Совсем не русский историк и человек, очень критически настроенный к старой России, Ричард Пайпс в своей книге «Русская революция» пишет: «И всё же можно утверждать, что блестящая победа немцев в 1915 году привела к поражению Германии в 1918-м. Наступление 1915 года на Восточном фронте имело двойную цель: разгромить вражескую армию в Польше и заставить Россию выйти из войны. Ни та, ни другая цель не были достигнуты. Русские умудрились увести свои войска из Центральной Польши и не просили мира… При всех блестящих боевых успехах, достигнутых в кампании 1915 года, в целом её всё же приходится признать крупным стратегическим поражением – поскольку кампания так и не достигла своих непосредственных целей и в ходе её было упущено драгоценное время. И вместе с тем великое поражение России в 1915 году можно считать и величайшим, хоть и невольным её вкладом в конечную победу союзников»[1]. Это – сдержанное, но очень объективное суждение.

Если на основном фронте, на европейском фронте, события развивались таким тяжёлым образом для России, то на Кавказском фронте, втором Русском фронте Великой войны, они развивались для России успешно практически с самого начала. Фактически Кавказским фронтом при старом и неинициативном главнокомандующем графе Воронцове-Дашкове командовал талантливый генерал Николай Николаевич Юденич. Один из гениев войны, как потом оказалось. Николай Николаевич Юденич сумел в нескольких сражениях поздней весны 1915 года полностью остановить наступление превосходящей русских численно Турецкой армии и в Мушской долине Западной Армении разгромил Турецкую армию, применив блестящий маневр, который осуществил в своё время при Маренго Наполеон и который очень редко решаются применять полководцы. Турецкая армия, очень мощная, наступала на левый фланг Русской армии своим правым флангом и теснила его, речь шла о девяноста батальонах, это была крупная операция. И Юденич вместо того, чтобы помочь отступающим, ударил со своего правого фланга в левый фланг Турецкой армии, опрокинул его, и после этого Турецкая армия на Кавказском фронте практически только отступала более или менее быстро. Так что здесь, в Малой Азии, успех русских войск был очевиден. Если в европейской России он был относителен, то здесь он был абсолютным.

1916 год в военном отношении сулил передышку. Дело в том, что все союзники, в том числе и Россия, на совещании в декабре 1915 года в Шамбези, входя в положение Русской армии, потерпевшей тяжелейшее поражение и понесшей величайшие потери, принимают решение не требовать от России нового наступления.
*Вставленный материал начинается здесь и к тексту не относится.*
PR #2832, opened 2020-06-03
U/tingyenl/coreml 1401 get a meaningful spark app name

lydian:
clean up for  https://github.com/Yelp/paasta/pull/2730

make test pass locally 
also test running with adhoc spark batch seems to work, and have the correct app name being configured: http://history.spark.paasta-pnw-devc.yelp/history/fc21f809-33fc-48c7-a034-69c195279885-19660/jobs/ (The filename I tested is s3.py, and correctly set the app name to be paasta_s3_tingyenl_53434 )

### DIFF
--- a/paasta_tools/cli/cmds/spark_run.py
+++ b/paasta_tools/cli/cmds/spark_run.py
@@ -602,6 +602,21 @@ def run_docker_container(
     return 0
 
 
+def get_spark_app_name(original_docker_cmd):
+    # Use submitted batch name as default spark_run job name
+    if "spark-submit" in original_docker_cmd:
+        parser = argparse.ArgumentParser()
+        parser.add_argument("cmd", choices=["spark-submit"])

Для России главное – сдерживать противника, просто сдерживать. Союзники знали, разведка докладывала, что немецкие войска вновь (немцы пользовались тем, что у них широтные железные дороги, их сеть очень хорошо развита, и легко было перемещать войска с Восточного на Западный фронт и обратно) перебрасывают войска на Западный фронт и готовятся к решительному наступлению на Сомме и под крепостью Верден на Маасе. И поэтому для русских важно было просто сдерживать врага, а франко-английские силы, которые за истёкший год несколько укрепились, организовали хорошие тылы, ускоренное производство военного имущества, военной техники и всего, что нужно для войны, будут нести в 1916 году главные тяготы войны. Вы понимаете, что союзники по Антанте играли в кровавую, конечно же (но как иначе во время войны), но очень умную игру. Они заставляли немцев постоянно перебрасывать войска и технику то на запад, то на восток, то на запад, то на восток. И даже достигая в одном месте известных успехов, но обескровливая себя, германцы с уже ослабленными силами приходили на противоположный фронт, там также их останавливали, обескровливали и таким образом постепенно должны были привести к истощению сил и к гибели.
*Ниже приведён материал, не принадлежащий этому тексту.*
PR #2841, opened 2020-06-09
Fix setup_kubernetes_cr for template entries

keymone:
Skip template entries after loading


paasta_tools/setup_kubernetes_cr.py
```diff
@@ -170,6 +170,12 @@ def setup_all_custom_resources(
         config_dicts = load_all_configs(
             cluster=cluster, file_prefix=crd.file_prefix, soa_dir=soa_dir
         )
+        for svc, config in config_dicts.items():
+            for instance in config:
+                if instance[0] == "_":
```
gvolco, line 175: nit: we could add a comment explaining why we want to remove this entry

PR #2843, opened 2020-06-10
Refactor inbound firewall rules to mark traffic in PREFILTER, then act during later chains

y-trobinso:
After debugging my previous inbound filter changes, it was clear that getting traffic passed through to the `PAASTA` service chain was going to be cumbersome and buggy after the traffic was already routed to Docker.

So I tried a new strategy:
```
sudo iptables -t nat -I DOCKER 1 -p tcp ! -s 127.0.0.1 --dport $DPORT -j MARK --set-mark $DPORT
sudo iptables -I DOCKER-USER 1 -m mark --mark $DPORT -j REJECT
```
And this worked much better.

This change intercepts inbound traffic very early -- specifically, in the nat `PREFILTER` chain of iptables -- and marks it for later operations (in this change, log or reject). This has the benefit of identifying the source of traffic before it gets to the `MASQUERADE` actions in prefiltering. This in turn makes it substantially easier to identify the source of traffic _and_ to tidy up these rules in conveniently named `PAASTA` chains.

This change is long because, to do this, I needed to push the table definition down through paasta_tools/iptables.py. I also added two new chains (`PAASTA-PREFILTER` and `PAASTA-MARK`) to keep the new rules legible and easy to find in manual debugging.

Tests will be added before this ships. This should be considered a WIP until they've been added as noted in the comments below.

### DIFF
--- a/paasta_tools/cli/schemas/marathon_schema.json
+++ b/paasta_tools/cli/schemas/marathon_schema.json
@@ -354,6 +354,7 @@
                         "inbound_firewall": {
                             "enum": [
                                 "accept",
+                                "monitor",
                                 "reject"
                             ]
                         },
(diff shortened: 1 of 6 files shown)


y-trobinso:
Closing this to revisit later.

In particular, this will need another refactor of iptables rules before it can safely ship.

Это была хорошо скоординированная стратегическая задача войск Антанты. Если сейчас Россия не хочет координировать свои усилия в относительно маленькой Сирии с союзниками по коалиции, то тогда координация и доверие были полными. Именно благодаря полной координации союзных армий кровопролитнейшее сражение под Верденом – самое тяжёлое сражение Первой Мировой войны, в котором французскими войсками командовал потом печально известный маршал Петен, – это сражение, в котором в общей сложности погибло около миллиона человек: примерно 530 тысяч оборонявшихся французов и 460 тысяч наступавших немцев, это сражение немцам так и не удалось выиграть. Верден они взять не смогли, и даже перерезать дорогу, снабжающую Верден оружием из основной Франции (а Верден был почти полностью окружен), они не смогли. Эту дорогу французы называли дорогой в рай, так как очень мало из тех, кто шёл по этой дороге в Верден, возвращался обратно. Грузовики же шли по этой дороге, французские и английские, с временным промежутком в 15 секунд. Вот так снабжался Верден, и он выстоял, естественно, с огромными потерями. Русские не могли смотреть спокойно на то, как истекает кровью Французская армия и Англо-Французская, которая начала тяжёлое и не очень успешное наступление на Сомме.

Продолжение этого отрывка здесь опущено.